┌─ Data for this exercise
Issue #337, opened 2023-03-09
implement live migration support for guest timing data


jordanhendricks:
Ongoing work for illumos #[15467](https://www.illumos.org/issues/15467) will introduce kernel interfaces allowing the guest TSC and device timers to continue working across live migrations. As a part of the broader TSC/time migration work, propolis-server needs to consume these  interfaces and migrate the associated data appropriately.

Issue #324, opened 2023-02-27
Investigate/profile live migration performance


gjcolombo:
A short while ago I did an ad-hoc live migration for the first time in a while, and the memory transfer phase "felt" (how scientific!) a lot slower than it did the last time I tried one of these (which was probably a month or two ago).

In the short run, we should do some ad hoc tests to see if there are any obvious bottlenecks. (I'd like in particular to compare a few recent builds to see if I'm just imagining a speed difference.)

In the long run, we need better tools to assess blackout times and how they change over time. That probably includes

- Collecting information about at least the following:
  - how long a VM's vCPUs are paused in general
  - how long individual expensive phases of migration take, especially memory transfer and target device startup
- Surfacing this information so that we can get at it in test automation
- Writing automated tests that track migration performance over time
  - ex.: boot a guest; have it dirty as much memory as possible given its size (to try to get a consistent number of dirty pages to transfer); migrate it; gather migration metrics

These various steps should get their own issues; for now I'm just filing this to keep track of this work before I get distracted and forget about it.

gjcolombo:
I'm going to spend some time looking into this today/this week.

PR #347, opened 2023-03-22
Add coarse instrumentation for measuring migration protocol times

jordanhendricks:
Wrap migration steps with USDT probes such that we can measure how long each takes. Add a D script to propolis-utils to consume these probes.

Also includes some cleanup of the live migration protocol, including:
- remove unused arch state protocol step
- remove start/end protocol phases, which only log that the migration has begun or ended. Move these log messages up to the original caller.
- lower the logging level of some noisy live migration messages


jordanhendricks:
### Sample D script output

#### Source

Verbose output:
```
$ pfexec ./scripts/live-migration-times.d 939 v
tracing live migration protocol times for pid 939...

MigrateSync  BEGIN      timestamp=16139671421368
MigrateSync  END        timestamp=16139671885314
Pause        BEGIN      timestamp=16139671902136
Pause        END        timestamp=16139672493713
RamPush      BEGIN      timestamp=16139672507879
RamPush      END        timestamp=16167408932572
DeviceState  BEGIN      timestamp=16167408946669
DeviceState  END        timestamp=16167426488264
RamPull      BEGIN      timestamp=16167426500778
RamPull      END        timestamp=16167427288936
Finish       BEGIN      timestamp=16167427299897
Finish       END        timestamp=16167451756998
^C


STEP                    TIME ELAPSED (usec)
MigrateSync                             463
Pause                                   591
RamPush                            27736424
DeviceState                           17541
RamPull                                 788
Finish                             24457101

TOTAL                              27780267
```

Non-verbose output (default):
```
$ pfexec ./scripts/live-migration-times.d 939
tracing live migration protocol times for pid 939...

^C


STEP                    TIME ELAPSED (usec)
MigrateSync                             463
Pause                                   591
RamPush                            27736424
DeviceState                           17541
RamPull                                 788
Finish                             24457101

TOTAL                              27780267
```

#### Destination propolis-server
```
$ pfexec ./scripts/live-migration-times.d 937 v
tracing live migration protocol times for pid 937...                                 
  
MigrateSync  BEGIN      timestamp=16139671554780
MigrateSync  END        timestamp=16139671865928
RamPush      BEGIN      timestamp=16139671882689
RamPush      END        timestamp=16167408909268
DeviceState  BEGIN      timestamp=16167408924237
DeviceState  END        timestamp=16167426451174
RamPull      BEGIN      timestamp=16167426459320
RamPull      END        timestamp=16167427241226
Finish       BEGIN      timestamp=16167427247889
Finish       END        timestamp=16167427386300
^C


STEP                    TIME ELAPSED (usec)
MigrateSync                             311
RamPush                            27737026
DeviceState                           17526
RamPull                                 781
Finish                               138411

TOTAL                              27755784
```

Non-verbose output (default):
```
$ pfexec ./scripts/live-migration-times.d 937
tracing live migration protocol times for pid 937...                                 
  
^C


STEP                    TIME ELAPSED (usec)
MigrateSync                             311
RamPush                            27737026
DeviceState                           17526
RamPull                                 781
Finish                               138411

TOTAL                              27755784
```

bin/propolis-server/src/lib/migrate/destination.rs
```diff
@@ -81,20 +82,41 @@ impl<T: AsyncRead + AsyncWrite + Unpin + Send> DestinationProtocol<T> {
...
-        self.arch_state().await?;
-        self.ram_pull().await?;
-        self.finish().await?;
-        self.end();
-        Ok(())
+    async fn run_phase(
+        &mut self,
+        step: MigratePhase,
+    ) -> Result<(), MigrateError> {
+        probes::migrate_phase_begin!(|| { format!("{:?}", step) });
```
gjcolombo, line 89: I might be inclined to `impl Display for MigratePhase` (instead of or in addition to deriving `Debug`) so that we directly control how the phase names are formatted instead of relying on the derive's implementation details (hard to foresee them changing, but *technically* they're [not stable](https://doc.rust-lang.org/std/fmt/trait.Debug.html#stability)...).

bin/propolis-server/src/lib/migrate/source.rs
```diff
@@ -129,7 +148,7 @@ impl<T: AsyncRead + AsyncWrite + Unpin + Send> SourceProtocol<T> {
 
         loop {
             let m = self.read_msg().await?;
-            info!(self.log(), "ram_push: source xfer phase recvd {:?}", m);
+            trace!(self.log(), "ram_push: source xfer phase recvd {:?}", m);
             match m {
                 codec::Message::MemDone => break,
                 codec::Message::MemFetch(start, end, bits) => {
```
gjcolombo, line 154: (it has now been 0 reviews since I got mad about Github not letting me comment on arbitrary lines of a file in a change)

I think it'd also be good to have a probe somewhere around here (or in `xfer_ram`) that indicates the number of pages we transferred. This should let us compute data transfer rates in the script, which are important context when evaluating whether the `RamPush` phase is taking a long time.

scripts/live-migration-times.d
```diff
@@ -0,0 +1,139 @@
...
+		this->vcpu_pause += this->d_fin;
+	}
+	
+	printf("\n");
+
+	/* Print vCPU pause time */
+	if (this->total !=0 && this->d_pause != 0) {
+		printf("%-25s %30d\n", "MAX vCPU PAUSE TIME",
+		    this->vcpu_pause / 1000);
+	}
```
gjcolombo, line 133: This is maybe more of a "file an issue and fix in another PR" sort of thing, but I think this figure should come with a warning label. IIUC it will indicate the total time that elapsed between when the source paused and when the source decided migration was done, but will (necessarily, since the source and destination are different processes) exclude the time between when the destination completed migration and the time it resumed the CPUs. This latter period can be significant if we have to do things like repair Crucible volumes.

Probably the thing to do here is to add some probes to the VM state driver's `start_vm` routine that describe how long it takes to start entities and when we finally get around to starting vCPUs. But it's probably also easier to wait to do that until all the other dust in the state driver has settled.

gjcolombo: An additional thought: even if we do this, it seems like it might be mildly annoying to have to stitch together traces from multiple hosts to get all the available information about migration performance. Would it be useful to have the source (optionally) transmit performance statistics to the target as part of the protocol so that the target can report everything in one go? (The additional server-state phase in #345 would be a natural place for this, I think.)

gjcolombo (commented):
Thanks for these changes! Things generally LGTM, but I have a couple of comments about probes I think we'd want to add to get a complete picture of how a migration has performed.

scripts/live-migration-times.d
jordanhendricks: >  I think this figure should come with a warning label. IIUC it will indicate the total time that elapsed between when the source paused and when the source decided migration was done, but will (necessarily, since the source and destination are different processes) exclude the time between when the destination completed migration and the time it resumed the CPUs.

Yeah, this is a good point, and one I had thought about, both for the vCPU pause time and the script overall, since it's only tracking these specific pieces of the live migration process (though the `RamPush` phase obviously is the bottleneck for the whole process, generally). I added the vCPU bit here because I thought it might at least be nice to have the script do some amount of math for you to get a sense of how long the guest was paused.

For now, I'm happy to remove the vCPU pause message all together and we can file a new issue to add some probes to the state driver, as you suggested. Then we can add that in when we have better instrumentation there. Thoughts on that?

As for stitching together traces from multiple hosts, that wasn't something I was trying to address yet here -- I was more intending for a development tool that could perhaps be run in CI and could assist me with verifying that the adjustments we are making to the guest TSC as a part of the TSC migration work (#337 and related illumos work, [15467)](https://www.illumos.org/issues/15467). I also haven't looked at #345 yet, so I can't speak to that yet. Maybe we could file a new issue for how to stitch together this data for multiple hosts, to track along with the other work laid out in #324?

bin/propolis-server/src/lib/migrate/destination.rs
jordanhendricks: Good thought -- I also felt like this was cheating a bit but wasn't super focused on the stability of the script. Implementing `Display` is easy to add though, so I can do that.

bin/propolis-server/src/lib/migrate/source.rs
jordanhendricks: Sure, that's something I've wanted to. I'll take a stab at doing so in this PR.

scripts/live-migration-times.d
gjcolombo: > For now, I'm happy to remove the vCPU pause message all together and we can file a new issue to add some probes to the state driver, as you suggested. 

> Maybe we could file a new issue for how to stitch together this data for multiple hosts, to track along with the other work laid out in https://github.com/oxidecomputer/propolis/issues/324?

Both these approaches sound good to me. I think it's probably also fine to leave the "time spent paused" message in there more or less as-is, or with a comment in the D script describing its limitations. It's up to you; these are (as you mentioned) developer-facing scripts to begin with, so I'm not concerned about e.g. an operator being led astray here.

gjcolombo (approved):
Ship it!

scripts/live-migration-times.d
jordanhendricks: after trying to write up the limitations of the vCPU pause message, I ended up deciding it was more trouble than it was worth to have that information in there -- all it's really doing is subtracting out the `Sync` phase time anyway.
└─
### Required action:
Look over the records above and filter for each line with the word "AsyncRead".

### Solved exercise:
@@ -81,20 +82,41 @@ impl<T: AsyncRead + AsyncWrite + Unpin + Send> DestinationProtocol<T> {
@@ -129,7 +148,7 @@ impl<T: AsyncRead + AsyncWrite + Unpin + Send> SourceProtocol<T> {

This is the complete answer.